File Distribution

From Drumlin Security Wiki
Jump to navigation Jump to search

Distribution of PDF and Secured PDF files

With web-based PDF display it is usually the case that the PDFs are displayed on-the-fly, i.e. dynamically converted to HTML5, and the online viewers typically permit the source PDF file to be downloaded by the end user. With protected PDF display the download option is removed, and for selected services (e.g. Drumlin's Webdoxx services) the source PDF is not stored on the server, but is deleted as soon as an HTML5 fileset representing the source PDF has been generated. The pre-generated content is then displayed to the end user, which is significantly faster and more secure. In such cases, there is no distribution of the PDF files, which simplifies the service delivery. However, it does require the end user to have continual access to the internet, and includes some limitations (for example, printing should never be enabled as it cannot be made secure).
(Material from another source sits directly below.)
PR #4436, opened 2022-06-08
Add notes on batch size and num of GPUs in ESPnet2 documentation

pyf98:
We have noticed that many users encountered this issue when using multiple GPUs on ESPnet2. Based on various investigations, ESPnet2 actually has good multi-GPU scalability, if the batch size is properly set.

Distributing secured (encrypted) files to end users for local/offline use presents a more significant challenge. If the end user's device is provided by the service supplier and is registered to a specific user, delivery can be simplified considerably, by automating the process entirely. This is essentially how Amazon's Kindle ebook delivery service works. To use the service the end user must have a least one registered physical Kindle device from Amazon, which acts as the reference device for that user.
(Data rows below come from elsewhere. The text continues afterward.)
PR #4441, opened 2022-06-13
Update language codes in AmericasNLP 2022 baseline

akreal:
This is to match the codes used last year, hopefully that's fine.


sw005320:
Thanks, @akreal!

PR #4445, opened 2022-06-14
Espnet multimodal PR

chorongi:
Made fix in installers and change in AVSR model for convergence / unimodal usage.


sw005320:
@chorongi, it seems that your change in the Makefile (`tools/Makefile`) causes the issue, especially for the numpy related.
Please check it.
Also, move the multimodal tool installation to the extra part in Makefile.

kamo-naoyuki:
I ran black with cloning your PR on my local machine, and it reformated the codes, just like the error message on the CI tests. 

Please recheck your black version and run black with --verbose option to check not to use any configuration files for black.

```
black --version
black --verbose ...
```

chorongi:
@kamo-naoyuki  Thank you so much for the help! I think there was an issue with my format script using black. 
I really appreciate your help. Have a wonderful day!!

karthik19967829:
@chorongi can you add the TODO tasks here I will take care of this PR from here ?

Issue #4439, opened 2022-06-11
[HELP] JETS Finetuning


seastar105:
Hi, I'm trying to finetune JETS model trained on kss.

after, 200epochs model makes quite audible sound now, but attention plots are screwed up. I'm confused. is it trained well..?

![image](https://user-images.githubusercontent.com/30820469/173175102-d7bc3b39-3a59-4fb2-a028-44309294d126.png)

![image](https://user-images.githubusercontent.com/30820469/173175123-0f231702-d9a1-40d4-9638-ae26c3f4338f.png)

Here's finetuned model [link](https://drive.google.com/file/d/1uJogjx_w4ub3qeJ9mPtNDBKwDwbnrxnp/view?usp=sharing).

and, wandb run [link](https://wandb.ai/seastar105/JETS-finetune-low-lr-long-epoch/runs/2jkkvf2q?workspace=user-seastar105) (from 97 epoch to 200 epoch)

@imdanboy

imdanboy:
Your attention plot seems to be came from self-attention not alignment attention. So i am not sure how self 
-attention plot looks like if it is trained well.

Instead, did you expect diagonal alignment attention plot between text and mel-spectrogram?
If so, plotting alignment attention plot yourself and checking its diagonality may be helpful.
Alignment attention matrix can be obtained from `torch.exp(log_p_attn)` at
https://github.com/espnet/espnet/blob/master/espnet2/gan_tts/jets/generator.py#L580

seastar105:
Thank you. I'll check torch.exp(log_p_attn)

seastar105:
![image](https://user-images.githubusercontent.com/30820469/174423447-a984c400-a1db-44c0-8131-7f04ddedd51a.png)

I could find text and mel-spectrogram attention plots have diagonality, thank you @imdanboy

PR #4446, opened 2022-06-14
Add JETS AlignmentModule in calculate_all_attentions.py

seastar105:
JETS model has alignment module but has no attention plot now. See Issue #4439 

So, added AlignmentModule in attention

below is attention plot with ljspeech recipe. I ran recipe only one step with pretrained model for attention plots. also, you can check more plots [here](https://wandb.ai/seastar105/jet_ljspeech_plot/runs/2xapg9t1?workspace=user-seastar105)

image


kan-bayashi (commented):
This is really useful! After fixing CI, I will merge it.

With generic devices, like PCs, Macbooks, tablet devices and mobile phones, direct downloads via a web link or using attachments to emails, can result in considerable end user issues. The direct download and file attachment method of secure file distribution can work reasonably well for PC and Mac users, as they are familiar with downloading and saving files, and hopefully are aware of the difference between permanently downloaded files and temp files. However, scope for confusion remains, particular with less-IT savvy users. The problems are significantly greater for mobile device users, as detailed knowledge of how and where files are downloaded is far less common. For standard PDFs the downloading is usually straightforward, and most end users are able to open such files without worrying about where they are stored. With DRM-protected files that require specialist reader software, special arrangements are needed. And because broadly consistent guidance is needed for cross-platform file distribution, approaches applied for successful distribution to mobile devices should also be available in a similar manner for desktop/laptop users. There are two main mechanisms for achieving this:

  • providing a built-in file downloader within the end user app, and
  • providing a feature that downloads and saves the secured files automatically, without the end user being aware where the files are downloaded from or saved to on the local device

Javelin readers from Drumlin Security provide for both options. In the built-in downloader (provided on the Home page of all Javelin apps) there is a download field, and if a valid (standard) URL is entered into the field, the relevant file will be downloaded and saved to the Home page of the app. The format of the URL entered must meet the following requirements (generic file distribution services like Google Drive, Mac Cloud, WeTransfer not conform to these specifications):

  • URL names must be correct when used in the address field of a standard browser - where the URL contains spaces or other special characters, always enter them into a web browser address field first, check the downloading works as expected, and then copy/paste the browser-amended URL as the URL to be used - we recommend using short URLs, all in lower case, with no spaces, where possible, in order to make it as simple as possible for end users to type in if they need to (i.e. rather than copy/paste)
  • the secured PDF filename should have the correct file extension - acceptable extensions are: .drmz, .drmx, .xml and .zip, where the .xml and .zip extensions refer to files formatted as "catalogs" (see further below). Note that hosted drmz and drmx files will require the hosting service to identify these filetypes as having a mimetype: application/octet-stream
  • When a .xml or .zip catalog file is downloaded, the catalog will appear on the app home screen or local catalog file list, and its entries will provide the automated links required to download and save the secured PDF files (.drmz or .drmx files) without further user action other than clicking on the item or touching the item cover in the downloaded catalog. An example top=level catalog (built into the Javelin3 readers) is illustrated below - this built-in catalog can be updated remotely to include catalog for subscribing publishers, enabling file distribution for many files without any end-user awareness of where the files are stored or saved:

Javelin3 for Windows sample main catalog

Details of Drumlin's catalog system is provided in the Drumlin Catalogs PDF guide.